Întorsura Buzăului (Bodzaforduló /hu/) is a town in Covasna County, Transylvania, Romania. It administers three villages: Brădet (Bredét), Floroaia (Virágospatak), and Scrădoasa.

==Geography==
The town is located in the southern part of the county, on the border with Brașov County, and lies on the left bank of the Buzău River. The town's name means Buzău's Turning in Romanian; it gets its name from being located near a large turn that the river takes. The river initially flows northwards, but takes a sudden turn towards the south-east near the town.

Întorsura Buzăului is located at 750 m altitude, in a depression, surrounded by the Întorsurii, Ciucaș, and Siriu mountains. Due to its location, the town registers the lowest temperatures in Romania every year.

The town is some 40 km southeast of the county seat, Sfântu Gheorghe, and 33 km south of Covasna. It is traversed by national road DN10, which links Brașov to Buzău. This road passes through the Carpathian Mountains and for most of its length follows the Buzău River.

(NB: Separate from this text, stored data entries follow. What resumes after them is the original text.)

PR #147, opened 2020-03-24
Rename bearerToken to accessToken

nkramer44:

- Rename `bearerToken` to `accessToken` in `IlpClient` methods
- Rename `IlpJwtCallCredentials` to `IlpCredentials`
- Enforce that `accessToken` does not start with `Bearer `

Born out of this conversation: https://github.com/xpring-eng/xpring4j/pull/145#discussion_r397265889

### Context of Change
`IlpClient` methods currently take a `String` called `bearerToken`, which is misleading.  Users should just pass in their access token from the ILP wallet in xpring.io, and not worry about the underlying token scheme being used by the SDK/Hermes.  `accessToken` aligns better with the xpring.io nomenclature and is much clearer.  Additionally, users who pass in an `accessToken` with `Bearer ` prefix will receive a `XpringException` telling them not to. This way, their access token with `Bearer ` won't just work behind the scenes.

### Type of Change

This is not really a breaking change, since users currently get a `XpringException` if they passed in a token with `Bearer `, just with an "Unauthenticated" from Hermes.

## Before / After
- All parameters named `bearerToken` are now named `accessToken`

## Test Plan
Added new test class for `IlpCredentials`
Added negative tests in `DefaultIlpClientTests`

There is also a railroad that links Brașov and Întorsura Buzăului which goes through the Teliu Tunnel that crosses the Întorsurii Mountains; with a length of 4369.5 m, this is the longest railway tunnel in Romania.

== Population ==
At the 2021 census, Întorsura Buzăului had a population of 8,332; of those, 92.49% were ethnic Romanians. At the 2011 census, the town had 7,319 inhabitants, of whom 7,265 were ethnic Romanians, 37 were ethnic Hungarians, and 12 ethnic Romani.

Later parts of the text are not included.